§ **PROMPT**
Reproduce exactly, and only, the lines below from the one containing "I remembered about that, until I forgot... :D" through the one containing "file and memory leaks.".

§ **EXERCISE DATA**

PR #520, opened 2021-06-26
sw_engine: removing a double application of the opacity to a grad

mgrudzinska:
The opacity is already applied and the fill-opacity and stroke-opacity
should be applied on the svg loader side - a separate PR.

code:
```
<svg height="400" width="400" viewBox="0 0 400 400" >
<defs>
<radialGradient id="grad" gradientUnits="userSpaceOnUse" cx="125" cy="125" r="25">
<stop offset="0.000" style="stop-color: rgb(255, 255, 255); stop-opacity: 1;"/>
<stop offset="1.000" style="stop-color: rgb(255, 255, 255); stop-opacity: 1;"/>
</radialGradient>
</defs>
<path d="M 0 0 h 400 v 400 h -400 z" fill="red" />
<path d="M 0,0 h 200 v 200 h -200 z" style="opacity: 0.5; fill: url(#grad);"/>
<path d="M 200,200 h 200 v 200 h -200 z" style="opacity: 0.5; fill: rgb(255, 255, 255);"/>
</svg>
```

before:
3before

after:
3after

### DIFF
--- a/src/lib/sw_engine/tvgSwCommon.h
+++ b/src/lib/sw_engine/tvgSwCommon.h
@@ -313,8 +313,8 @@ void shapeResetStroke(SwShape* shape, const Shape* sdata, const Matrix* transfor
 bool shapeGenStrokeRle(SwShape* shape, const Shape* sdata, const Matrix* transform, const SwBBox& clipRegion, SwBBox& renderRegion, SwMpool* mpool, unsigned tid);
 void shapeFree(SwShape* shape);
 void shapeDelStroke(SwShape* shape);
-bool shapeGenFillColors(SwShape* shape, const Fill* fill, const Matrix* transform, SwSurface* surface, uint32_t opacity, bool ctable);
-bool shapeGenStrokeFillColors(SwShape* shape, const Fill* fill, const Matrix* transform, SwSurface* surface, uint32_t opacity, bool ctable);
+bool shapeGenFillColors(SwShape* shape, const Fill* fill, const Matrix* transform, SwSurface* surface, bool ctable);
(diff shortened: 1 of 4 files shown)


hermet:
@mgrudzinska Just skimmed over, this seems to bring a breakage or regression bugs since you are changing the rendering concept.  Actually, rendering engine shouldn't have any depedency to svg. If you'd like to point out the bugs or wrong behavior of rendering engine, I'd like to suggest you to show the wrong result from the correct tvg api usage, not svg concept.

mgrudzinska:
@hermet below the same example using apis - top left and bottom right squares should have the same color:

```
    shape->appendRect(0, 0, 800, 800, 0, 0);
    shape->fill(255, 0, 0, 255);
    if (canvas->push(move(shape)) != tvg::Result::Success) return;
    

    shape1->appendRect(0, 0, 400, 400, 0, 0);
    
    fill->linear(0, 0, 400, 400);
    colorStops[0] = {0, 0, 0, 255, 255};
    colorStops[1] = {1, 0, 0, 255, 255};
    
    shape1->fill(move(fill));
    shape1->opacity(100);
    if (canvas->push(move(shape1)) != tvg::Result::Success) return;
    

    shape2->appendRect(400, 400, 400, 400, 0, 0);
    shape2->fill(0, 0, 255, 255);
    shape2->opacity(100);
    if (canvas->push(move(shape2)) != tvg::Result::Success) return;
```

current result:
6before

hermet:
@mgrudzinska  here is the solution => https://github.com/Samsung/thorvg/pull/526

PR #522, opened 2021-06-27
svg_loader: currentColor - inheritance from a parent

mgrudzinska:
The 'currentColor' attribute value was not inherited. Fixed.

`curColorSet ` is used to distinguish between the two cases from the example below:

code:
```
<svg id="svg1" viewBox="0 0 200 200">
    <g color="green">
        <rect id="rect1" x="0" y="0" width="100" height="200"
              fill="currentColor" color="red"/>
    </g>
    <g color="green">
        <rect id="rect1" x="100" y="0" width="100" height="200"
              fill="currentColor"/>
    </g>
</svg>
```

before:
4before

after:
4after

### DIFF
--- a/src/loaders/svg/tvgSvgLoader.cpp
+++ b/src/loaders/svg/tvgSvgLoader.cpp
@@ -780,6 +780,7 @@ static void _handlePaintAttr(SvgPaint* paint, const char* value)
 static void _handleColorAttr(TVG_UNUSED SvgLoaderData* loader, SvgNode* node, const char* value)
 {
     SvgStyleProperty* style = node->style;
+    style->curColorSet = true;
     _toColor(value, &style->r, &style->g, &style->b, nullptr);
 }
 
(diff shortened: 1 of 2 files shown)


src/loaders/svg/tvgSvgLoader.cpp
```diff
@@ -780,6 +780,7 @@ static void _handlePaintAttr(SvgPaint* paint, const char* value)
 static void _handleColorAttr(TVG_UNUSED SvgLoaderData* loader, SvgNode* node, const char* value)
 {
     SvgStyleProperty* style = node->style;
+    style->curColorSet = true;
```
JSUYA, line 783: I think `curColorSet` should be initialize `false` in `_createNode()`.
+) And the curColor variable is also missing initialization. I recommend to initialize them together.

mgrudzinska: Thx! 
I remembered about that, until I forgot... :D

JSUYA (approved):
LGTM

PR #526, opened 2021-06-29
sw_engine renderer: fix a broken composition bug

hermet:
tvg sw_engine tries to skip composition as far as its doable,
it tries composition only if the translucent shape with stroking is there.

There has been a condition bug that composition is applied unnecessarily
even if stroking is disabled. This resulted in broken blending
at gradient filling since it applied alpha values multiple times.

Issues:
https://github.com/Samsung/thorvg/issues/445


hermet:
https://github.com/Samsung/thorvg/pull/520

PR #528, opened 2021-06-29
svg_loader: allow multiple <defs> tags without data and memory leak

mmaciola:
If the svg file contained multiple defs tags, each subsequent tag
overwritten the previous one. This resulted in incorrect rendering of the
file and memory leaks.

Minimal svg that resulted in a memory leak:
```
<svg>
<defs></defs>
<defs></defs>
</svg>
```

Example svg file:
```
<defs id="defs01">
	<linearGradient id="Gradient01"
       x1="0" y1="0" x2="1" y2="1">
		<stop offset="10%" stop-color="#000" />
		<stop offset="90%" stop-color="#fff" />
	</linearGradient>
</defs>
<defs id="defs02">
	<linearGradient id="Gradient02"
       x1="0" y1="0" x2="1" y2="1">
		<stop offset="0" stop-color="#00bacc" />
		<stop offset="1" stop-color="#ccba00" />
	</linearGradient>
</defs>
<rect x="0" y="0" width="200" height="100" fill="url(#Gradient01)" />
<rect x="0" y="100" width="200" height="100" fill="url(#Gradient02)" />
</svg>
```

Before (104 bytes definitely lost and 328 bytes indirectly lost):
Screenshot before

After (no memory leak):
Screenshot after

@Issues: https://github.com/Samsung/thorvg/issues/491

### DIFF
--- a/src/loaders/svg/tvgSvgLoader.cpp
+++ b/src/loaders/svg/tvgSvgLoader.cpp
@@ -2200,9 +2200,14 @@ static void _svgLoaderParserXmlOpen(SvgLoaderData* loader, const char* content, 
         }
 
         if (node->type == SvgNodeType::Defs) {
-            loader->doc->node.doc.defs = node;
-            loader->def = node;
-            if (!empty) loader->stack.push(node);
+            if (loader->def && loader->doc->node.doc.defs) {
+                free(node->style);
+                free(node);
+            } else {
+                loader->doc->node.doc.defs = node;
+                loader->def = node;
+                if (!empty) loader->stack.push(node);
+            }
         } else {
             loader->stack.push(node);
         }
--- a/src/loaders/svg/tvgSvgLoader.cpp
+++ b/src/loaders/svg/tvgSvgLoader.cpp
@@ -1068,9 +1068,8 @@ static SvgNode* _createNode(SvgNode* parent, SvgNodeType type)
 
 static SvgNode* _createDefsNode(TVG_UNUSED SvgLoaderData* loader, TVG_UNUSED SvgNode* parent, const char* buf, unsigned bufLength)
 {
+    if (loader->def && loader->doc->node.doc.defs) return nullptr;
     SvgNode* node = _createNode(nullptr, SvgNodeType::Defs);
-    if (!node) return nullptr;
-    simpleXmlParseAttributes(buf, bufLength, nullptr, node);
     return node;
 }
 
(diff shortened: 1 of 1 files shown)


src/loaders/svg/tvgSvgLoader.cpp
```diff
@@ -2200,9 +2200,14 @@ static void _svgLoaderParserXmlOpen(SvgLoaderData* loader, const char* content,
         }
 
         if (node->type == SvgNodeType::Defs) {
-            loader->doc->node.doc.defs = node;
-            loader->def = node;
-            if (!empty) loader->stack.push(node);
+            if (loader->def && loader->doc->node.doc.defs) {
+                free(node->style);
```
JSUYA, line 2204: Good point :)
but.. this node is pushed to parent in createNode. (probably parent is doc)
I don't think it's good to free nodes that have already been pushed into parent's child array.

I think it's good to check if defs is already declared when doing createDefsNode().

How about this?
```cpp
@@ -1066,8 +1066,9 @@ static SvgNode* _createNode(SvgNode* parent, SvgNodeType type)
 }
 
 
-static SvgNode* _createDefsNode(TVG_UNUSED SvgLoaderData* loader, TVG_UNUSED SvgNode* parent, const char* buf, unsigned bufLength)
+static SvgNode* _createDefsNode(SvgLoaderData* loader, TVG_UNUSED SvgNode* parent, const char* buf, unsigned bufLength)
 {
+    if (loader->def && loader->doc->node.doc.defs) return nullptr;
     SvgNode* node = _createNode(nullptr, SvgNodeType::Defs);
     if (!node) return nullptr;
     simpleXmlParseAttributes(buf, bufLength, nullptr, node);
@@ -2197,6 +2198,7 @@ static void _svgLoaderParserXmlOpen(SvgLoaderData* loader, const char* content,
             if (loader->stack.count > 0) parent = loader->stack.data[loader->stack.count - 1];
             else parent = loader->doc;
             node = method(loader, parent, attrs, attrsLength);
+            if (!node) return;
         }
 
         if (node->type == SvgNodeType::Defs) {
```

JSUYA (commented):
Please check my comment :)

src/loaders/svg/tvgSvgLoader.cpp
mmaciola: Great idea!
I didn't cared about parent, as for _createDefsNode it is called _createNode(/*parent=*/ nullptr, /*type=*/ SvgNodeType::Defs); so parent is null and wont be pushed.
I think its great to abandon node creating instead of deleting it after creation. I will push a patch exactly like your idea.

JSUYA (approved):
LGTM :)

PR #529, opened 2021-06-29
svg_loader: fix the inifite loop bug when size has 'em' unit.

hermet:
svg may have 'em' unit for fonts, strtof() must handle this case to not
drop in the infinite loop.

Yet thorvg doesn't support font feature in svg,
it must multiply values with font size if those values have 'em' size.

@Issue: https://github.com/Samsung/thorvg/issues/488

### DIFF
--- a/src/loaders/svg/tvgSvgUtil.cpp
+++ b/src/loaders/svg/tvgSvgUtil.cpp
@@ -26,7 +26,6 @@
 #include <errno.h>
 #include "tvgSvgUtil.h"
 
-
 /************************************************************************/
 /* Internal Class Implementation                                        */
 /************************************************************************/
@@ -163,14 +162,21 @@ float svgUtilStrtof(const char *nPtr, char **endPtr)
         unsigned int expo_part;
         int minus_e;
 
-        iter++;
+        ++iter;
+
+        //Exception: svg may have 'em' unit for fonts. ex) 5em, 10.5em
+        if ((*iter == 'm') || (*iter == 'M')) {
+            //TODO: We don't support font em unit now, but has to multiply val * font size later...
+            a = iter + 1;
+            goto on_success;
+        }
 
         //signed or not
         minus_e = 1;
         if (*iter == '-')
         {
             minus_e = -1;
-            iter++;
+            ++iter;
         }
         else if (*iter == '+') iter++;
 


mmaciola (approved):

src/loaders/svg/tvgSvgUtil.cpp
```diff
@@ -163,14 +162,21 @@ float svgUtilStrtof(const char *nPtr, char **endPtr)
...
+            goto on_success;
+        }
 
         //signed or not
         minus_e = 1;
         if (*iter == '-')
         {
             minus_e = -1;
-            iter++;
+            ++iter;
```
mgrudzinska, line 179: out of curiosity - is there reason for which you have changed it? there are still other places where 'iter++' is used

hermet: for consistency. you can change it others.

hermet: @mgrudzinska I'm not just hang around to change the coding convention, when touch the code by the chance then it's the time to change violations near my code.

src/loaders/svg/tvgSvgUtil.cpp
```diff
@@ -163,14 +162,21 @@ float svgUtilStrtof(const char *nPtr, char **endPtr)
         unsigned int expo_part;
         int minus_e;
 
-        iter++;
+        ++iter;
+
+        //Exception: svg may have 'em' unit for fonts. ex) 5em, 10.5em
+        if ((*iter == 'm') || (*iter == 'M')) {
```
mgrudzinska, line 168: for now any unit indicator present after the number is returned from this funct. 
and after this patch the 'em' unit will be the only one that is "eaten" in this function. 
for consistency I'd rather add to the if-else block below an extra 'else' in which I'll return the "eaten" 'e'.

src/loaders/svg/tvgSvgUtil.cpp
mgrudzinska: ok, sure, I understand and I'll remember to use ++x

src/loaders/svg/tvgSvgUtil.cpp
hermet: @mgrudzinska sorry i can't catch your point.. so which line this condition supposed to be ?

mgrudzinska: sorry for not being precise
it's l.194 in the original file.
I'd add there:
```
else {
    a = iter - 1;
    goto on_success;
}
```
what do you think about such solution?

mgrudzinska: so if there is anything else than '+', '-" or a digit, we leave it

§ **RESPONSE**
I remembered about that, until I forgot... :D

JSUYA (approved):
LGTM

PR #526, opened 2021-06-29
sw_engine renderer: fix a broken composition bug

hermet:
tvg sw_engine tries to skip composition as far as its doable,
it tries composition only if the translucent shape with stroking is there.

There has been a condition bug that composition is applied unnecessarily
even if stroking is disabled. This resulted in broken blending
at gradient filling since it applied alpha values multiple times.

Issues:
https://github.com/Samsung/thorvg/issues/445


hermet:
https://github.com/Samsung/thorvg/pull/520

PR #528, opened 2021-06-29
svg_loader: allow multiple <defs> tags without data and memory leak

mmaciola:
If the svg file contained multiple defs tags, each subsequent tag
overwritten the previous one. This resulted in incorrect rendering of the
file and memory leaks.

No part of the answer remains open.